Sounds like you have the wood bug like all the people who are responding. My advice (for what it's worth) is to go for it. You are not spending alot (I'm assuming you have a job and the $3800 isn't taking food from your kids mouth). Like some other guys I question where the rest of your wood is going to come from. But there must be other sources in califournyyeh. Make what you can, Break even working your ass off, and move on to the next project with paid for equipment (of course then something will break down or you will need the next new and great thing associated with wood like the rest of us). I would suggest that if you need your mini van for something other than hauling wood to get something else to haul wood with (it'll be junk when you are done) and get a dump trailer to eliminate one handling.


----------



## abohac (May 8, 2008)

*Zodiac45*



Zodiac45 said:


> It's a very labor intensive and high volumn business. I just don't see it happening without a large outlet for the bundles and large advance orders. With that you then need a processor that can blow through a cord or better an hour which your splitter is not going to do and then you've got labor cost of someone operating the bundler. Then you need a reliable supply of wood (after your buddys runs dry) and that's not going to be free. Not trying to be negative, and I wish you the best of luck. If it's just a side bizz then maybe you'll end out paying for your equiptment and you've got a splitter and you can resell the bundler.



Zodiac, I have talked to you before and have appreciated your advice, but I have to tell you that thing you have next to your name is a creepy looking dude. Got anything else other than that thing?


----------



## blackdiesel (May 8, 2008)

abohac said:


> Zodiac, I have talked to you before and have appreciated your advice, but I have to tell you that thing you have next to your name is a creepy looking dude. Got anything else other than that thing?



X2


----------



## KsWoodsMan (May 8, 2008)

abohac said:


> Zodiac, I have talked to you before and have appreciated your advice, but I have to tell you that thing you have next to your name is a creepy looking dude. Got anything else other than that thing?





HUH ?! You don't recognize the commander ? Forget the show now , even forgot the network it was on. Probably Comedy Central. Ahhhh the memories ....

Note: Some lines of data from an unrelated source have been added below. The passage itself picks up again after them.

PR #1333, opened 2020-09-28
Fixed wrong table names for geometry metadata tables

treiboll:
Based on exceptions in the log file I found an error in the PostgreSQLMetadataProcessor. The table names for geometry metadata tables are mixed-up.


shawkins:
Thank you, that was certainly a mistake.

Have long since faded into my daily routine. Cheers Zodiac45


More on topic : Go for it. ...better to have tried and failed then to not have tried at all. If it comes down to it you can recoupe some of your costs from the sale of the equipment. 

+1 make sure your supply of wood doesnt run out before you get established.

And don't give away your product/service or they will expect to be free everytime.


----------



## arlen (May 10, 2008)

KsWoodsMan said:


> HUH ?! You don't recognize the commander ? Forget the show now , even forgot the network it was on. Probably Comedy Central. Ahhhh the memories ....
> 
> Have long since faded into my daily routine. Cheers Zodiac45
> 
> ...




Thanks for the advice on the wood David


----------



## arlen (May 10, 2008)

abohac said:


> Sounds like you have the wood bug like all the people who are responding. My advice (for what it's worth) is to go for it. You are not spending alot (I'm assuming you have a job and the $3800 isn't taking food from your kids mouth). Like some other guys I question where the rest of your wood is going to come from. But there must be other sources in califournyyeh. Make what you can, Break even working your ass off, and move on to the next project with paid for equipment (of course then something will break down or you will need the next new and great thing associated with wood like the rest of us). I would suggest that if you need your mini van for something other than hauling wood to get something else to haul wood with (it'll be junk when you are done) and get a dump trailer to eliminate one handling.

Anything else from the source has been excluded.